- What is needed
Where the string "IOptionalNamedTag" occurs in a line of the data below, that line should be copied.

(Stored items)
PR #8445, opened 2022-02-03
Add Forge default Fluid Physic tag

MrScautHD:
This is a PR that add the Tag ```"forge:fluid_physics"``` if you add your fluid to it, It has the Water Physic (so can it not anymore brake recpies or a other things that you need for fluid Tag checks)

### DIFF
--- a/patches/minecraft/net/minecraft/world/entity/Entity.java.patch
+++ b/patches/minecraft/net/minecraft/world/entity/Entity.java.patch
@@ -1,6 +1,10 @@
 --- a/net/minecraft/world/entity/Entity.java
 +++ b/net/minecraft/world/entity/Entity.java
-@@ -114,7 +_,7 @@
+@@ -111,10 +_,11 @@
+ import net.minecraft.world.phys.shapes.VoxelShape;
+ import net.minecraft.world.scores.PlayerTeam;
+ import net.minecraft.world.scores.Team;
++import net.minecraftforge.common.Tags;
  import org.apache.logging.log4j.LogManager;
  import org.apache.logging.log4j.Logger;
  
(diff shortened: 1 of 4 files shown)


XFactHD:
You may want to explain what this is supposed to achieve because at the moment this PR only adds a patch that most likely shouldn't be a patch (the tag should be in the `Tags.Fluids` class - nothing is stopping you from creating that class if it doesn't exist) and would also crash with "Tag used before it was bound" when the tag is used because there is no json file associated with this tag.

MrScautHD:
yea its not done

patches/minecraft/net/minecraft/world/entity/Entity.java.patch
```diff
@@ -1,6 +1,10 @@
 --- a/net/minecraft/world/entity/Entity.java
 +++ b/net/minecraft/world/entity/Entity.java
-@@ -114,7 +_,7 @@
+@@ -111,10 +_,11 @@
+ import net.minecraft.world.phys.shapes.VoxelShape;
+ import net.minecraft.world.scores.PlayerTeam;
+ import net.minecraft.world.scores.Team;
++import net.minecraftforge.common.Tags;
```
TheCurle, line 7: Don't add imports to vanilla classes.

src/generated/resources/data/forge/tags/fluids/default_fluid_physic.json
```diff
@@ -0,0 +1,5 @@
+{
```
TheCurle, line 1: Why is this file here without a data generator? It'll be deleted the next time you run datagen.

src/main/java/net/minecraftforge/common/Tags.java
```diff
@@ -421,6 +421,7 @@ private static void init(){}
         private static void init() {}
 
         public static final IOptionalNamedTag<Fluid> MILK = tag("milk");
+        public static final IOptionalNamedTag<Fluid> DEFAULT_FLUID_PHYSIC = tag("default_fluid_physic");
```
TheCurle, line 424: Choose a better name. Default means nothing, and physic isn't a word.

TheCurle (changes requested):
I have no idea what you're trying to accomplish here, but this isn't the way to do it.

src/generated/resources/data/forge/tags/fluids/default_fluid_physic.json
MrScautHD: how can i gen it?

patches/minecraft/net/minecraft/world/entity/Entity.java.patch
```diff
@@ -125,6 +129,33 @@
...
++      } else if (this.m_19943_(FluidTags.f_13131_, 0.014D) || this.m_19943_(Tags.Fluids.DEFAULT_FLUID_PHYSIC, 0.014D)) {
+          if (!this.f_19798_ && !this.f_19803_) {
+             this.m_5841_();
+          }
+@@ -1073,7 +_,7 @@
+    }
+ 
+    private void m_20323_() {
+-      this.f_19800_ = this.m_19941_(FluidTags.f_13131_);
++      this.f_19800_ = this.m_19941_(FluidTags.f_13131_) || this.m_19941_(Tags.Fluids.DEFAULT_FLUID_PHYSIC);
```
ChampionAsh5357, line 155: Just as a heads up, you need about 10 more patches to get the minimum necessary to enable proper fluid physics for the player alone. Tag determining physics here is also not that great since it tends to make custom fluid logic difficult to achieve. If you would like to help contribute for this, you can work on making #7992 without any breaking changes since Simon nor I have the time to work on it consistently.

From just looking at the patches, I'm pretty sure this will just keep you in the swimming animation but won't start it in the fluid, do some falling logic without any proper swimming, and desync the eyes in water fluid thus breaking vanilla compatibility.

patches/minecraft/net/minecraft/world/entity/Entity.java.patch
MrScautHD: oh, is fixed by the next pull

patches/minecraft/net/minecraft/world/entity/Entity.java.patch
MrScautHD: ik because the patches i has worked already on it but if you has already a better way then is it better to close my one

- Worked solution
         public static final IOptionalNamedTag<Fluid> MILK = tag("milk");
+        public static final IOptionalNamedTag<Fluid> DEFAULT_FLUID_PHYSIC = tag("default_fluid_physic");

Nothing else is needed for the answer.